With its reform and liberalisation, Chinese society has undergone tremendous changes in the past few decades. Instead of valorising labour as the sole worthy object of pursuit as in the past, its women are now turned towards consumption, fashion and desire. In the tradition of the painting of women, as pioneered by Tang dynasty master painters such as Zhang Xuan and Zhou Fang in the history of Chinese art, Shi Wei’s work holds up women as icons of beauty that reflect the prevailing aesthetic fashions of the age, and reveals the impact of contemporary social changes on the worldview of women in China.

Shi Wei’s works present a record of the social conditions and values specific to women of this age, and are an attempt at recording the indefinable anxiety and uncertainties faced by modern young women in China – despite and perhaps as a result of their newly acquired social and economic freedoms.  In his works, as opposed to the traditional coy or bashful posture, the female body is portrayed as open and unadulterated, often displaying a hint of sexiness towards the viewer – sometimes hesitant, sometimes outright blatantly suggestive, sometimes contradictory – their thin, visually distorted bodies reflecting their unrelenting pursuit of thinness as the dominant fashion or social trend. Sometimes barely clothed and striking provocative poses, their very modern sexiness, tinged with a morbid palette, comes across as lifeless and cold. Each painting portrays a different content and temperament: some show happiness; some anguish, while others express utter indifference; each a representation of the lifestyles as well as the ideas and ideals of modern women.

More ghostly than human, these women, possessed by an externally mediated desire towards a never-too-thin body and commercial definition of modern beauty, seem to be caught up in a cycle of a paradoxically chimerical and always temporary and unsatisfactory fulfilment of this desire. For the women in these paintings, consumption has created a new form of oppression. As consummate consumers caught up in the beauty myth, their everyday actions are often dictated by an uncontrollable urge to consume to excess in their aspirations to the beauty ideal as espoused by fashion and media iconography and representations – be it the perfect body or unreserved sex appeal, aspired to through clothing, makeup, plastic surgery or unhealthy practices such as purging or starvation among those afflicted by eating disorders. What is up for show is a brand of sex appeal engendered and endorsed by images of celebrities and models in the movies and on TV, and in PR photos, editorial fashion spreads and the media.

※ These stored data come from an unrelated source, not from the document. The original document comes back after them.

PR #810, opened 2020-04-03
Refactoring of the version file module

heksesang:
Refactored the module, to make it more testable. As a result, it's more modular than the previous iteration. The git tagging/pushing and writing the versions to file are now separated into different tasks, making it easier to use just the parts you want and extend as you want.

Most likely all the git related stuff here will be moved to its own module at some point. Will probably do that when adding the support for pure git tagging that was mentioned in the previous pull request, as that seems like a better place for that stuff to reside.


lefou:
Looks good to me. Thanks!

PR #811, opened 2020-04-07
Added `PublishModule.publishM2Local` to publish to local Maven repositories

lefou:


lihaoyi:
I don't know much about m2 repository formats but this looks good to me

PR #812, opened 2020-04-11
Pass linking and compile options to test in Scala Native

lolgab:
- Pass nativeLinkingOptions and nativeCompileOptions from testOuter to test
- Substitute platformSuffix with `::` in ScalaNativeModule

## Motivation
With current mill if you need native linking or compile options they are not passed to the Scala Native test and it fails to link.
I'm not testing this because it would mean to add link-time dependencies to test mill


lihaoyi:
Looks good to me I think, but I'll have to trust that you know what you're doing :)

lolgab:
Thank you for the trust :)

PR #815, opened 2020-04-14
More robust MILL_CLASSPATH on Windows

sake92:
I ran into problems while trying `mill.bat` from various folders..  
This ensures you can use it from e.g. "C:\New folder\mill.bat" (notice the space)


lefou:
Looks good to me.

PR #816, opened 2020-04-15
Added check for isDotty in project gen.

heksesang:


lihaoyi:
@smarter does this look reasonable?

PR #822, opened 2020-04-19
fix doc Tasks  code

YingLiu4203:
Fix  doc Tasks code to make it workable
 - import broken/missing packages
-  use `os.proc` to run subprocess

Improve  Custom Tasks code by removing redundant placeholder `_` in `os.isFile` and `os.read.lines`


lihaoyi:
Thanks @YingLiu4203 !

PR #2971, opened 2024-01-14
Update coursier from 2.1.8 to 2.1.9

lefou:


lefou:
Ups, coursier 2.1.9 is not yet released.

PR #2972, opened 2024-01-14
Update bsp4j from 2.1.0-M7 to 2.1.0

lefou:
Should contain no new changes, but finally a stable version.


lefou:
Looks like the release isn't properly published.

https://github.com/build-server-protocol/build-server-protocol/issues/644

PR #2978, opened 2024-01-17
Don't leak runtime cli imports into generated build scripts

lefou:
Since the cli option `--import` is supposed to affect only the runtime
classpath, there is no need to persist it's value in the generated scripts.

Instead, we hold it in an `DynamicVariable` at script evaluation time.

Pull request: https://github.com/com-lihaoyi/mill/pull/2978

### DIFF
--- a/runner/src/mill/runner/CliImports.scala
+++ b/runner/src/mill/runner/CliImports.scala
@@ -1,0 +1,8 @@
+package mill.runner
+
+import scala.util.DynamicVariable
+
+/**
+ * Hold additional runtime dependencies given via the `--import` cli option.
+ */
+private[runner] object CliImports extends DynamicVariable[Seq[String]](Seq.empty)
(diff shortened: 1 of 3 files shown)


runner/src/mill/runner/CliImports.scala
```diff
@@ -0,0 +1,8 @@
+package mill.runner
+
+import scala.util.DynamicVariable
+
+/**
+ * Hold additional runtime dependencies given via the `--import` cli option.
+ */
+private[runner] object CliImports extends DynamicVariable[Seq[String]](Seq.empty)
```
lihaoyi, line 8: Huh I never knew `extends DynamicVariable` was a thing, but I guess it works

lihaoyi (approved):

runner/src/mill/runner/CliImports.scala
lefou: Yeah, I first had it as a `val` in the companion object of `MillBuildBootstrap`, but `acyclic` wasn't happy with that. So I moved it and tried to avoid all that nesting, without using a `val` in a new `package object` and ended up with this compact thing.

Issue #2926, opened 2023-12-15
BSP: Invalid `textDocument` field in `build/publishDiagnostics` notification


kasiaMarek:
Mill build server sends `build/publishDiagnostics` notification with invalid `textDocument` field, when publishing information about deprecation. It should contain an uri of a text document but is the build target uri instead. This message should most probably just be send via `build/logMessage`.
```
[Trace - 02:45:10 pm] Received notification 'build/publishDiagnostics'
Params: {
  "textDocument": {
    "uri": "file:///Users/kmarek/Desktop/Developer/Tests/scala3-mill-example-project/examples"
  },
  "buildTarget": {
    "uri": "file:///Users/kmarek/Desktop/Developer/Tests/scala3-mill-example-project/examples"
  },
  "diagnostics": [
    {
      "range": {
        "start": {
          "line": 0,
          "character": 0
        },
        "end": {
          "line": 0,
          "character": 0
        }
      },
      "severity": 2,
      "code": "-1",
      "source": "mill",
      "message": "there were 3 deprecation warnings; re-run with -deprecation for details"
    }
  ],
  "reset": false
}
```
mill-version: 0.11.6-24-0770d3

lefou:
Thank you @kasiaMarek for opening this issue. I agree with you. Since the compiler message in question does not belong to a single source file, it's not actionable (in the sense of a published diagnostics), hence we should instead just push a `logMessage`.

I opened PR #2979 to address this.

PR #2979, opened 2024-01-18
BSP: Send `logMessage` instead of diagnostics when `textDocument` is unknown

lefou:
Since some compiler messages do not belong to a single source file, they are not actionable (in the sense of a BSP `build/publishDiagnostics`). In such situation (no text document), we send `build/logMessage` instead.

Fix https://github.com/com-lihaoyi/mill/issues/2926


ckipp01 (approved):
Yup, makes sense 👍🏼

Issue #2818, opened 2023-10-04
BSP: tasks seem to be executed duplicately and concurrently


pieter-bos:
Setup:

```scala
import mill._
import scalalib._
import os._

object tasks extends JavaModule {
    def directory = T.sources {
        Thread.sleep(1000)
        os.write(T.dest / (Thread.currentThread.getId.toString + "-" + System.nanoTime), "hello")
        T.dest
    }

    def resources = T { 
        directory()
    }

    def sources = T { 
        directory()
    }

    def allStuff = T { 
        resources()
        sources()
        ()
    }
}
```

As far as I understand mill's concurrency model: different tasks may be executed in parallel and their order is not guaranteed (other than implied by task dependencies). However, one specific task is always run with a fresh `T.dest` and only once at a time. This seems to be the case if I run e.g. `mill -j 8 tasks.allStuff` here: `directory` is evaluated only once (assumed from run time) and from a fresh `T.dest` (afterwards there is only one file there).

Via BSP it seems this is not the case. I tried importing this build configuration from IntelliJ, and can also recreate this with a [small python script](https://gist.github.com/pieter-bos/7552c0375f1205e631032ddb2367c494). The idea is I request `buildTarget/sources` and `buildTarget/resources` without waiting for a response for the first - as IntelliJ also seems to do. Afterwards I can see that `directory` was run twice in parallel within the same `T.dest`:

```
$ ls out/tasks/directory.dest/
47-13089034942802  49-13089037254006
```

It seems to me that this should never be possible, though I apologize if I'm misunderstanding something :)

pieter-bos:
All the above was tested on `0.11.4`. I notice there's significant changes to BSP stuff in `0.11.5`, but the issue does still reproduce in `0.11.5`.

lefou:
I'd assume, that if the `source` and the `resource` request run in parallel, and as there is no previous cached result, both also need to evaluate the `directory` target (for the first time). Mill has no mechanism to detect and avoid concurrent execution of the same task. This is rarele needed, as the task dependency tree only runs each dependency once, even in parallel mode. But in case you run two Mill processes in parallel or BSP runs multiple requests in parallel, this can become an issue.

lefou:
I opened discussion https://github.com/com-lihaoyi/mill/discussions/2820 to address this

lefou:
I opened PR #2980 with a fix.

PR #2980, opened 2024-01-18
Synchronize evaluateGroupCached to avoid concurrent access to cache

lefou:
With this change, we synchronize evaluations of the same terminal task. This isn't necessarily needed for normal Mill executions, but in a BSP context, where multiple requests where handled concurrently in the same Mill instance, evaluating the same task concurrently  can happen.

We don't synchronize multiple Mill-instances (e.g. run in two shells) or multiple evaluator-instances (which should have different `out`-dirs anyway).

Fix: https://github.com/com-lihaoyi/mill/issues/2818

Pull request: https://github.com/com-lihaoyi/mill/pull/2980

### DIFF
--- a/main/eval/src/mill/eval/KeyLock.scala
+++ b/main/eval/src/mill/eval/KeyLock.scala
@@ -1,0 +1,21 @@
+package mill.eval
+
+private class KeyLock[K]() {
+  private[this] val lockKeys = new java.util.HashSet[K]()
+
+  def lock(key: K): AutoCloseable = {
+    lockKeys.synchronized {
+      while (!lockKeys.add(key)) {
+        lockKeys.wait();
+      }
+    }
+    () => unlock(key)
+  }
+
+  private def unlock(key: K): Unit = {
+    lockKeys.synchronized {
+      lockKeys.remove(key)
+      lockKeys.notifyAll()
+    }
+  }
+}
--- a/main/eval/src/mill/eval/KeyLock.scala
+++ b/main/eval/src/mill/eval/KeyLock.scala
@@ -3,7 +3,7 @@ package mill.eval
 private class KeyLock[K]() {
   private[this] val lockKeys = new java.util.HashSet[K]()
 
-  def lock(key: K,  onCollision: Option[() => Unit] = None): AutoCloseable = {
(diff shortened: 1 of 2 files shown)


lihaoyi (approved):

main/eval/src/mill/eval/KeyLock.scala
```diff
@@ -0,0 +1,26 @@
+package mill.eval
+
+private class KeyLock[K]() {
+  private[this] val lockKeys = new java.util.HashSet[K]()
+
+  def lock(key: K, onCollision: Option[() => Unit] = None): AutoCloseable = {
+    lockKeys.synchronized {
+      var shown = false
+      while (!lockKeys.add(key)) {
```
lihaoyi, line 9: Does this need to be a `while`? I thought we're inside `lockKeys.synchronized`, there should be no need to "try again" since nobody else else going to be able to mutate `lockKeys`

lihaoyi:
Using a file lock to allow mutex between different Mill processes would definitely also be nice. e.g. It's not uncommon for IntelliJ to be running a Mill process and for my shell to be running a Mill process. But intra-process mutex is already an improvement to the status quo so we can go ahead with this first

main/eval/src/mill/eval/KeyLock.scala
lefou: I think yes. At least, the Javadoc of the `Object.wait` method suggests to do so:

> As in the one argument version, interrupts and spurious wakeups are possible, and this method should always be used in a loop:
>
> ```java
> synchronized (obj) {
>     while (<condition does not hold>)
>         obj.wait();
>     ... // Perform action appropriate to condition
> }
> ```

lefou:
> Using a file lock to allow mutex between different Mill processes would definitely also be nice. e.g. It's not uncommon for IntelliJ to be running a Mill process and for my shell to be running a Mill process. But intra-process mutex is already an improvement to the status quo so we can go ahead with this first

I think providing a file-based lock strategy is the next logical step, but as it still needs to be performed on a task-granualarity, it might come with some performance implications. Maybe, we want it to be configurable. Or just use it, if we detect, that there is another Mill running.

PR #2988, opened 2024-01-23
Prepare the Scala.js integration for SIP-51.

sjrd:
When using Scala.js 1.15.0+ together with Scala 2, we now add an explicit dependency to the `scalajs-scalalib` artifact. That artifact comes with Scala.js 1.15.0+, and is double-versioned with the Scala version and the Scala.js version.

As SIP-51 gets implemented and future versions of the Scala library may break forward binary compatibility, the new `scalajs-scalalib` will be able to bring in new APIs back to existing Scala.js versions.

This commit mimics the changes done to sbt-scalajs in https://github.com/scala-js/scala-js/pull/4913/files#diff-adc7ad642b8f89aab3d2a81ac25b23e345bbea758b1c8bbea46cc9d1f351834c

### DIFF
--- a/scalajslib/src/mill/scalajslib/ScalaJSModule.scala
+++ b/scalajslib/src/mill/scalajslib/ScalaJSModule.scala
@@ -218,9 +218,25 @@ trait ScalaJSModule extends scalalib.ScalaModule { outer =>
 
   /** Adds the Scala.js Library as mandatory dependency. */
   override def mandatoryIvyDeps = T {
-    super.mandatoryIvyDeps() ++ Seq(
-      ivy"org.scala-js::scalajs-library:${scalaJSVersion()}".withDottyCompat(scalaVersion())
-    )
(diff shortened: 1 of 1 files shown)


lefou:
SIP-51: https://docs.scala-lang.org/sips/drop-stdlib-forwards-bin-compat.html

lefou:
Thank you for opening this pull request, @sjrd . It looks reasonable.

What's the next step? Should we merge it right away or wait for some state change / announcement of SIP-51?

sjrd:
It can be merged right away. sbt-scalajs 1.15.0 already behaves this way.

It is already beneficial irrespective of SIP-51 (though with much smaller consequences): if there is a bugfix in a newer version of the standard library, users of the new Scala version will get the bug fix, instead of having to wait for a newer version of Scala.js that has itself upgraded to the newer Scala.

PR #2990, opened 2024-01-26
Bump MainArgs to 0.6.1

lihaoyi:
Also updated the bash launchers' special casing of `-i` to allow for it to be part of a combined token, as long as the combined token starts with `-i`

With the `installLocalCache`ed version of Mill, I can now run:

```bash
$ ./mill -ikw contrib.__.compile
```

and the flags `-i`, `-k`, and `-w` will all take effect independently

The auto-kebab-case name mapping applies to Mill's own CLI args, the args of user-defined `T.command`s, but _not_ the names of the target/command themselves. e.g. you can call;

- `./mill --noServer core.ivyDepsTree --withCompile --withRuntime` or
- `./mill --no-server core.ivyDepsTree --with-compile --with-runtime`

but you cannot call 
- `./mill --no-server core.ivy-deps-tree --with-compile --with-runtime`

It should be easy to add name-mapping for the target selector as well, or I could also disable the name-mapping for user-define command arguments if we decide that's not the right thing to do. I'm not sure TBH what the right thing to do here is; bash naming conventions is fundamentally incompatible with Scala naming conventions, so regardless what Mill decides there will be some inconsistencies between:

- Bash naming conventions
- Mill's own CLI flag naming conventions
- Mill CLI task naming conventions
- Mill CLI command argument naming conventions
- Mill Scala object/method naming conventions
- Mill Scala method argument naming conventions
- Scala object/method naming conventions
- Scala method argument naming conventions

I guess it just depend where we want to draw the line and tolerate the inconsistency. I feel like maybe something like `./mill --no-server core.ivy-deps-tree --with-compile --with-runtime` would be the ideal outcome, where everything in Bash-land is consistent and everything in Scala-land is consistent.

Pull request: https://github.com/com-lihaoyi/mill/pull/2990

### DIFF
--- a/main/resolve/src/mill/resolve/Resolve.scala
+++ b/main/resolve/src/mill/resolve/Resolve.scala
@@ -146,7 +146,8 @@ object Resolve {
       flattenedArgSigsWithDefaults,
       allowPositional = true,
       allowRepeats = false,
-      allowLeftover = ep.argSigs0.exists(_.reader.isLeftover)
+      allowLeftover = ep.argSigs0.exists(_.reader.isLeftover),
+      nameMapper = mainargs.Util.kebabCaseNameMapper
     ).flatMap { (grouped: TokenGrouping[_]) =>
       val mainData = ep.asInstanceOf[MainData[Any, Any]]
       val mainDataWithDefaults = mainData
--- a/main/resolve/src/mill/resolve/Resolve.scala
+++ b/main/resolve/src/mill/resolve/Resolve.scala
@@ -148,7 +148,7 @@ object Resolve {
       allowRepeats = false,
       allowLeftover = ep.argSigs0.exists(_.reader.isLeftover)
     ).flatMap { (grouped: TokenGrouping[_]) =>
-      val mainData = ep.asInstanceOf[MainData[_, Any]]
+      val mainData = ep.asInstanceOf[MainData[Any, Any]]
       val mainDataWithDefaults = mainData
         .copy(argSigs0 = mainData.argSigs0.map(withNullDefault))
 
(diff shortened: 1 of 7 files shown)


main/resolve/src/mill/resolve/Resolve.scala
```diff
@@ -148,7 +148,7 @@ object Resolve {
       allowRepeats = false,
       allowLeftover = ep.argSigs0.exists(_.reader.isLeftover)
     ).flatMap { (grouped: TokenGrouping[_]) =>
-      val mainData = ep.asInstanceOf[MainData[_, Any]]
+      val mainData = ep.asInstanceOf[MainData[Any, Any]]
```
lihaoyi, line 151: Not sure why this is necessary, something about type inference must have changed in 0.6.0 to make it source incompatible (even though it's binary compatible)

main/test/src/mill/main/MainModuleTests.scala
```diff
@@ -161,7 +161,7 @@ object MainModuleTests extends TestSuite {
       test("command") {
         val Left(Result.Failure(failureMsg, _)) = evaluator.evalTokens("show", "helloCommand")
         assert(
-          failureMsg.contains("Expected Signature: helloCommand"),
+          failureMsg.contains("Expected Signature: hello-command"),
```
lihaoyi, line 164: Note that this change to the error message does not mean the original `helloCommand` syntax stops working; the test (below) continues to use `helloCommand`. 

With mainargs 0.6.0, both `helloCommand` and `hello-command` are accepted, but we put the dashed version `hello-command` in the help message by default (unless a different nameMapper is given)

lefou (approved):

PR #3008, opened 2024-02-10
[POC] Use Unroll plugin for binary compatibility

lihaoyi:


contrib/scoverage/api/src/mill/contrib/scoverage/api/ScoverageReportWorkerApi.scala
```diff
@@ -1,35 +1,19 @@
...
-  ): Unit = {
-    report(reportType, sources, dataDirs, ctx.workspace)
-  }
-
   def report(
       reportType: ReportType,
       sources: Seq[os.Path],
       dataDirs: Seq[os.Path],
-      sourceRoot: os.Path
+      @Unroll sourceRoot: os.Path = null
```
lefou, line 13: Can you elaborate how the use of the unroll plugin changes the code? Will API users who freshly compile against the binary code, always use the new API? Are the backward-compatible stubs only for binary compat, or are they still public non-deprecated API?

build.sc
```diff
@@ -364,11 +364,13 @@ trait MillScalaModule extends ScalaModule with MillJavaModule with ScalafixModul
   def scalacPluginIvyDeps =
     super.scalacPluginIvyDeps() ++
       Agg(Deps.acyclic) ++
+      Agg(ivy"com.lihaoyi::unroll-plugin:0.1.9") ++
```
lefou, line 367: We should move this into `Deps.unroll` or `Deps.scalac.unroll`.

contrib/scoverage/api/src/mill/contrib/scoverage/api/ScoverageReportWorkerApi.scala
lihaoyi: @lefou it generates bincompat forwarder overloads. The plugin repo has some description and links to further discussion. I hope to get this into the Scala language via a SIP

https://github.com/com-lihaoyi/unroll

For now, the generated forwarders aren't hidden. It doesn't really matter, since it's just a forwarder, calling it does the same thing as calling the "real" definition. There's some discussion on how to hide them, but nothing really decided upon

lefou: Understood. Would be nice if there is an option to mark the forwarders as deprecated, since then, it's in the hand of the API user to hack around them and produce bytecode that may be more safe, if needed. But it's not needed here, I think.

Issue #3011, opened 2024-02-14
Make BSP import more robust


nafg:
(Previously posted at https://discord.com/channels/632150470000902164/940067748103487558/1207105622366228480)

With a project imported from Mill into IntelliJ via BSP, I regularly have scenarios like the following:

1. I update dependencies and sync (reimport the project)
2. It fails with something cryptic like this: ![image](https://github.com/com-lihaoyi/mill/assets/98384/11735e81-ea95-4318-8db6-852ac823bbbc)
3. Now the entire project is red, so the IDE is very unheplful
4. I check mill-bsp.stderr and see something like
```
buildTargetScalacOptions caught exception: java.lang.Exception: Failure during task evaluation: app_common.test.compile Compilation failed
java.lang.Exception: Failure during task evaluation: app_common.test.compile Compilation failed
    at mill.eval.Evaluator.$anonfun$evalOrThrow$default$1$1(Evaluator.scala:42)
    at mill.eval.EvaluatorImpl$EvalOrThrow.apply(EvaluatorImpl.scala:67)
```
In short, unless there are no compile errors anywhere when I sync the build it breaks the whole IDE with no easy to find reason

This does not happen with SBT BSP import.

Suggestions:
A. If importing fails, it shouldn't make things worse in the IDE than before
B. A module failing to compile is an an exception, it should be a case the BSP code thinks about
C. Ideally it would be able to give IDE whatever information it can
D. Errors shouldn't be hidden somewhere inside a ginormous log file, they should be returned to the IDE

nafg:
Another thing is that often after reimporting -Xsource:3 syntax like `*` imports are red until I do Repair IDE and get past Reopen Project (I confess, I'm not sure if I tried going straight to manually closing and reopening the project).

lihaoyi:
I've hit this too. We should not need to compile everything to generate the IDE project

I vaguely remember fixing a bug like this before, but maybe I'm mistaken or it regressed

lihaoyi:
In my case I suspect it's because I'm doing unusual things, e.g. compiling compiler plugins as part of the build, or depending on output `.jar` targets as part of `unmanagedClasspath`. Doing that, compiling stuff when generating the IDE project is unavoidable

@nafg is there any chance you are doing something similar?

lefou:
Would be good to have a reproducer for that.

lihaoyi:
[...]

PR #3022, opened 2024-02-19
Make BSP task processing more resilient

lefou:
Since BSP clients can handle incomplete result lists (e.g. they request a task on 5 build targets, but only receive the results for 3 of them), we just don't include the failed targets in the final request result. This is also what sbt and Bloop does to handle failures.

In addition, we send a log message to the server, so the failure doesn't go unnoticed.

Fix: https://github.com/com-lihaoyi/mill/issues/3011

Pull request: https://github.com/com-lihaoyi/mill/pull/3022


nafg:
How do I test it?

Utterly contemporary and unyieldingly honest, these paintings might first strike us as being familiar, not a far cry from the provocative images, videos and profile pictures we may see of young women on the internet. Whilst women may be traditionally held up as icons of beauty in the history of Chinese art, the sickly pallor and twisted proportions of the women in Shi Wei’s paintings conversely convey a grim image of ill-health, a symbolic reminder perhaps of the diseased collective soul and sickness of desire at the heart of materialistic society. Inspired by the fashion industry and using technology, Shi Wei conjures up distorted images containing uneasy juxtapositions and disjuncture, and serves up an uncanny reflection on the issues and costs of living in a modern, consumeristic society.

About the Artist:

Born in 1965, Shi Wei (China) is known for his ambiguous oil paintings, in particular the Skinny Beautiful Women series. In his paintings, women are depicted as skinny and holding erotic poses, which places the meaning of beauty under scrutiny. Are these women beautiful and happy, or are they suffering and paying a price for their vanity? These are just some of the social questions put forth by the artist. Shi Wei received an M.A. from the Hubei Academy of Fine Arts in 1997, and is currently an Associate Professor at Beijing City University. He has been widely exhibited in museums and galleries in China, Hong Kong and Indonesia since 1999.